Looming over all proposals, is the scythe of ‘fiscal discipline‘, with shadow ministers regularly ruling out inflation-matching pay rises for public sector workers, as well as ruling out one progressive tax rise after another. One aide recently disclosed that the arbitrary fiscal rules will be prioritised over even the green investment needed to meet climate change targets.

It is not clear whether this caution is an electoral calculation or simply the politics the leadership believes in, but either way, there is still a significant gap between the crises Labour identifies and the scale of their response. The problems the UK faces are more than simply ‘mismanagement’. The UK’s problems are rooted in a deep and misguided belief that the private sector will deliver every service more effectively and replace ‘political’ judgments (neoliberalism) and the dominance of a narrow set of interests over politics, which often operates through backdoor lobbying and think tanks.
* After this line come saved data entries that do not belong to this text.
PR #626, opened 2020-12-17
Test buy-side for volume filter with base cap and exact mode

debnil:
This PR integrates tests for the buy-side for the volume filter, with the base cap and exact mode. Since we are keeping the test cases the same as the sell-side, this PR extends the existing function to also test base. It creates a buy operation with a different base asset; changes the asset used in `runTestVolumeFilterFn`; and loops over both actions in the test function.

To make the existing test cases all work, this also tweaks the `makeBuyOpSellAmt` and the logic around computing buy offers.

### DIFF
--- a/plugins/volumeFilter.go
+++ b/plugins/volumeFilter.go
@@ -191,16 +191,24 @@ func volumeFilterFn(dailyOTB *VolumeFilterConfig, dailyTBBAccumulator *VolumeFil
 		return nil, fmt.Errorf("could not convert price (%s) to float: %s", op.Price, e)
 	}
 
+	offerAmount, e := strconv.ParseFloat(op.Amount, 64)
+	if e != nil {
+		return nil, fmt.Errorf("could not convert amount (%s) to float: %s", op.Amount, e)
+	}
+
+	// A "buy" op has amount = sellAmount * sellPrice, and price = 1/sellPrice
+	// So, we adjust the offer variables by "undoing" those adjustments
+	// We can then use the same computations as sell orders on buy orders
+	if dailyOTB.action.IsBuy() {
+		offerAmount = offerAmount * offerPrice
+		offerPrice = 1 / offerPrice
+	}
+
 	// capPrice is used when computing amounts to sell or buy
 	// it's the offer price when capping on quote, and 1.0 when capping on base
 	capPrice := offerPrice
 	if lp.baseAssetCapInBaseUnits != nil {
 		capPrice = 1.0
-	}
-
-	offerAmount, e := strconv.ParseFloat(op.Amount, 64)
-	if e != nil {
-		return nil, fmt.Errorf("could not convert amount (%s) to float: %s", op.Amount, e)
 	}
 
 	// extracts from base or quote side, depending on filter
@@ -228,8 +236,15 @@ func volumeFilterFn(dailyOTB *VolumeFilterConfig, dailyTBBAccumulator *VolumeFil
 		return nil, nil
 	}
 
-	op.Amount = fmt.Sprintf("%.7f", newOfferAmount)
 	dailyTBBAccumulator = updateTBB(dailyTBBAccumulator, newOfferAmount, offerPrice)
+
+	// if we have a buy operation, we want to make sure buy ops have the same relationship between price and amount
+	// to do this, we apply the same amount adjustment as `makeBuyOpAmtPrice`
+	newOpAmount := newOfferAmount
+	if dailyOTB.action.IsBuy() {
+		newOpAmount = newOpAmount * offerPrice
+	}
+	op.Amount = fmt.Sprintf("%.7f", newOpAmount)
 	return op, nil
 }
 
--- a/plugins/volumeFilter.go
+++ b/plugins/volumeFilter.go
@@ -240,6 +240,13 @@ func volumeFilterFn(dailyOTB *VolumeFilterConfig, dailyTBBAccumulator *VolumeFil
 
 	// if we have a buy operation, we want to make sure buy ops have the same relationship between price and amount
 	// to do this, we apply the same amount adjustment as `makeBuyOpAmtPrice`
+	// The following conversion is done above on input:
+	// sellOfferAmount = buyOfferAmount * buyOfferPrice
+	// sellOfferPrice = 1 / buyOfferPrice
+	//
+	// Therefore we need to undo it using the following:
+	// newOpAmount = newOpAmount * sellOfferPrice
+	// newOpAmount => newOpAmount * 1 / buyOfferPrice
 	newOpAmount := newOfferAmount
 	if dailyOTB.action.IsBuy() {
 		newOpAmount = newOpAmount * offerPrice
--- a/plugins/volumeFilter_test.go
+++ b/plugins/volumeFilter_test.go
@@ -15,6 +15,7 @@ import (
 	"github.com/stretchr/testify/assert"
 )
 
+var testBaseAsset = txnbuild.NativeAsset{}
 var testQuoteAsset txnbuild.CreditAsset = txnbuild.CreditAsset{Code: "QUOTE", Issuer: "GBGQAGAMK6W6FH6AGGZ2BI2MY5TA5VJEHU2DQRFXACMAZHNRD3SXEV6Z"}
 
 func makeWantVolumeFilter(config *VolumeFilterConfig, marketIDs []string, accountIDs []string, action queries.DailyVolumeAction) *volumeFilter {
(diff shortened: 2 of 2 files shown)


nikhilsaraf (commented):
Adding comments as a bit more general here for faster review turnaround on my end:
1. Can we avoid the for loops with the action variable? Better to be more explicit. We can have two invocations of runVolumeFilterTest (one for sell and the other for buy). This would remove the makeActionOpAmtPrice function as well and would increase readability of the test. What do you think?
2. I was thinking that we would need a wantSellAmt/Price and a wantBuyAmt/Price variables as inputs to the test case instead of a common wantAmt/Price mostly because I wasn’t expecting the numbers to work out to be exactly the same. Will think more about this when I look at it again tomorrow. Is this always the case across all types of test combinations? Didn’t want to hold up the review for this.
3. We should not use an invalid combination of assets such as native, native for selling. Let’s use native as the base for selling and a new asset (QUOTE instead of COUPON) for the quote asset. These can be declared at the top of the test file. When we make the buying op we would use QUOTE for the base field (as you’ve done) and the comment should say that a buy op is buying the base and selling the quote so we create a sell op here to sell quote and buy base.

Seems pretty straightforward otherwise. Will get back to you about # 2, but no need to hold up the reversion for this (if you have thoughts on why it’s the same please let me know so I can use that as context when looking at it tomorrow).

debnil:
Awesome, all of these are pretty straightforward changes. I can make 1 and 3 quite quickly. I'm not certain about 2 either, more below.

1. Totally on board with this. Two invocations per test case makes sense to me - will make this change.
2. Yes, always the exact same across cases. But the reason for this is that we treat the price the same in both buy and sell. If we do that, there's no reason any values would change. I'm not certain whether this is the correct approach to price. I think the key question is - how does the function that generates `ManageSellOffer` ops before `volumeFilterFn` view the notion of price? As long as that function and this one align, we are fine.
3. Cool, this makes sense to me as well.

plugins/volumeFilter_test.go
```diff
@@ -1111,7 +1139,12 @@ func runTestVolumeFilterFn(
 			mode:                     mode,
 		}
 
-		actual, e := volumeFilterFn(dailyOTB, dailyTBBAccumulator, inputOp, utils.NativeAsset, utils.NativeAsset, lp)
+		// For our tests, the selling asset is QUOTE, and the buying asset is XLM
+		// To identify a sell op, we check if the base is the selling asset and the quote is buying
```
nikhilsaraf, line 1143: This part confuses me a little.

1. The `volumeFilterFn` isn't aware of whether we are sell mode or buy mode but is more concerned with base and quote asset, so naming the parameters to the function as baseAsset and quoteAsset would be a little less confusing.
1. I was expecting the base asset to always be the native asset and the quote asset to be the quote asset. I think these are passed in reverse over here, but what makes this particularly confusing is that the test is passing this way. I think the comments below will help fix this

plugins/volumeFilter_test.go
```diff
@@ -1127,6 +1160,16 @@ func runTestVolumeFilterFn(
 func makeSellOpAmtPrice(amount float64, price float64) *txnbuild.ManageSellOffer {
 	return &txnbuild.ManageSellOffer{
 		Buying:  txnbuild.NativeAsset{},
+		Selling: testQuoteAsset,
```
nikhilsaraf, line 1163: we should be selling the base asset here -- base asset should be native. apologies if I indicated otherwise previously

plugins/volumeFilter_test.go
```diff
@@ -1127,6 +1160,16 @@ func runTestVolumeFilterFn(
...
+		Amount:  fmt.Sprintf("%.7f", amount),
+		Price:   fmt.Sprintf("%.7f", price),
+	}
+}
+
+func makeBuyOpAmtPrice(amount float64, price float64) *txnbuild.ManageSellOffer {
+	// Since a buy op buys the base and sells the quote, we reverse the assets and create a sell op.
+	return &txnbuild.ManageSellOffer{
+		Buying:  testQuoteAsset,
```
nikhilsaraf, line 1172: we should be buying the base asset here and selling the quote -- base asset should be native.
the comment you've added here is helpful but we can remove the part after the comma.

context: the fact that it's a ManageSellOffer doesn't matter because we explicitly specify the buying and selling assets. It makes more sense when thinking about it in terms of base and quote.

the way kelp works (and feel free to add this line as a comment in makeBuyOpAmtPrice function if you find this context to be more helpful than confusing) is that all actions are performed in the context of the base asset. So a sell op will SELL the BASE asset. A buy up will BUY the BASE asset. It helps to name the assets as base and quote so it's easier to think in terms of base vs. quote instead of specific assets.

on the top can you add a variable called testBaseAsset setting that to the native asset to simplify things?

nikhilsaraf (commented):
@debnil I'm not yet sure if the numbers will work out correctly (# 2) in my comment above, but I've added some comments around the assets we use. I feel this may affect the numbers a little.

if it does then we should split up the `wantPrice` and `wantAmount` into:
- `wantSellPrice`
- `wantSellAmount`
- `wantBuyPrice`
- `wantBuyAmount`

plugins/volumeFilter_test.go
debnil: Yup, the comments below fixed this. Makes sense, since it just switches the buying and assets in the operations - which means that switching the parameters here also ensures correctness.

plugins/volumeFilter_test.go
debnil: This makes sense! Added a comment with some of this info, and put a `testBaseAsset` variable at the top.

plugins/volumeFilter_test.go
```diff
@@ -1126,8 +1157,19 @@ func runTestVolumeFilterFn(
...
-		Buying:  txnbuild.NativeAsset{},
-		Selling: txnbuild.NativeAsset{},
+		Buying:  testQuoteAsset,
+		Selling: testBaseAsset,
+		Amount:  fmt.Sprintf("%.7f", amount),
+		Price:   fmt.Sprintf("%.7f", price),
+	}
+}
+
+func makeBuyOpAmtPrice(amount float64, price float64) *txnbuild.ManageSellOffer {
```
nikhilsaraf, line 1167: I'm a little confused about this function, rest looks perfect (buy offers are tricky!)

here we are selling `amount` units of of the selling asset, i.e. of the quote asset. But what we want is for the `amount` to represent the _units of the base asset_. To achieve this we will need to do some math in this function to figure out what value to set as the amount field on mso (which represents quote units) so that the base units is equal to the `amount` input.

I ran this using the buysell strategy with the amount set to 1000.0 units (of base on either side), with the buy op being displayed first:

```
2020/12/23 02:35:59 submitting the following ops
2020/12/23 02:35:59 &{Selling:{Code:COUPON Issuer:GBMMZMK2DC4FFP4CAI6KCVNCQ7WLO5A7DQU7EC7WGHRDQBZB763X4OQI} Buying:{} Amount:163.4735274 Price:6.1171984 OfferID:0 SourceAccount:0xc00047e5e0}
2020/12/23 02:35:59 &{Selling:{} Buying:{Code:COUPON Issuer:GBMMZMK2DC4FFP4CAI6KCVNCQ7WLO5A7DQU7EC7WGHRDQBZB763X4OQI} Amount:1000.0000000 Price:0.1638006 OfferID:0 SourceAccount:0xc00047e6a0}
```

above, we can see that the selling operation (second op) has amount = 1000.0 and price = 0.16 which is correct
the buying op (first op) has amount set to 163.xx and price set to 6.xx
we need to replicate this.

To do so, we need to:
- set our Amount field on the manageSellOffer here equal to `amount * price` (so we get 1000 * 0.16 ~= 163.xx like displayed above)
- set the Price field to `1/price` (so we get 1/0.16 ~= 6.xx like displayed above)

Going by the [definition of ManageSellOffer in the docs][definition-mso] price represents 1 unit of selling in terms of buying, or 1 unit of quote in terms of base here.
In our test, at a price of XLM/QUOTE of 0.16xx we want to buy 1000 units of base (XLM) and sell 163.xx units of quote (QUOTE).
This translates to an MSO with:
- amount = 163.xx (units of selling asset being sold)
- price = 1000/163 => 6.xx (1 unit of selling in terms of buying)
This matches what we got in our calculations above.

So to summarize, we should set the `Amount` field on MSO equal to `amount * price` and Price field to `1/price`

does this make sense?

[definition-mso]: https://www.stellar.org/developers/guides/concepts/list-of-operations.html#manage-sell-offer

nikhilsaraf: PS: please can you add the commented code sample above until the end of the first set of bullet points into the code as a comment. This will make sure we save this thinking for future reference next to the code itself. thanks!

nikhilsaraf (commented):
Thanks for making the changes. added a comment about the make buy op fn which I think nails down what we want it to do. I don't think this should affect the want numbers and more importantly I think we now have the operations correct with this change.

plugins/volumeFilter_test.go
debnil: Nice, this makes perfect sense! As discussed, this breaks a bunch of buy-side tests. I think this is because the test cases are now in a weird boundary condition, where they meet the specified condition for the sell side but not the buy side. I'm not sure if this requires tweaking the test case or making  `wantBuy`/`wantSell`  values for Amount and Price.

plugins/volumeFilter.go
```diff
@@ -191,18 +191,26 @@ func volumeFilterFn(dailyOTB *VolumeFilterConfig, dailyTBBAccumulator *VolumeFil
...
 
+	offerAmount, e := strconv.ParseFloat(op.Amount, 64)
+	if e != nil {
+		return nil, fmt.Errorf("could not convert amount (%s) to float: %s", op.Amount, e)
+	}
+
+	// A "buy" op has amount = sellAmount * sellPrice, and price = 1/sellPrice
+	// So, we adjust the offer variables by "undoing" those adjustments
+	// We can then use the same computations as sell orders on buy orders
+	if dailyOTB.action.IsBuy() {
```
nikhilsaraf, line 202: this is the best example of when we want to reuse variables

specifically, we really do want to overwrite the previous variable since those are incorrect, and the comment explains it well 👍 💯

nikhilsaraf (approved):
looks great, thank you!! 💯

PR #627, opened 2020-12-18
Add buy tests for daily volume queries

debnil:
This PR adds buy-side tests for the daily volume queries. It patterns the existing test cases, and adds test data such that these patterned cases yield meaningful results.


nikhilsaraf (approved):
this looks great, thank you @debnil ! 🎉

Labour must be bolder – or be held responsible for further decline

In previous moments of profound crisis, like in 1945, Labour came to power promising a ‘New Jerusalem’, a wholesale programme of national renewal with not just significant public investment but a restructuring of the state and politics. The present Labour offer is timid in the face of its own analysis, with the party increasingly turning to a race to the bottom on migration and re-heating the same old failed law and order policies as it rolls back from challenging privatisation and fiscal conservatism and undertaking serious political reform, such as proportional representation.

There are signs, with the £28bn annual green investment, that Labour will put the UK in line with the ‘global subsidy race’. But the damage done by austerity (and note the Shadow Chancellor said in 2012 Labour was ready to “complete the job of deficit reduction”), privatisation (particularly of housing and energy) means significant structural changes are needed to address the crises Labour identify. If not, they risk throwing good money after bad systems of governance.

Labour has a historic opportunity for a moment of national renewal, with new generations desperate for wholesale change and a Tory party living in a parallel universe to most of the working age population. Labour’s actions in government will have to meet the scale of the challenge or they will be held culpable for continuing decline and stagnation.

A lack of courage now, in the name of narrow electoral calculation, hardly inspires confidence that any ‘mission’ can be achieved.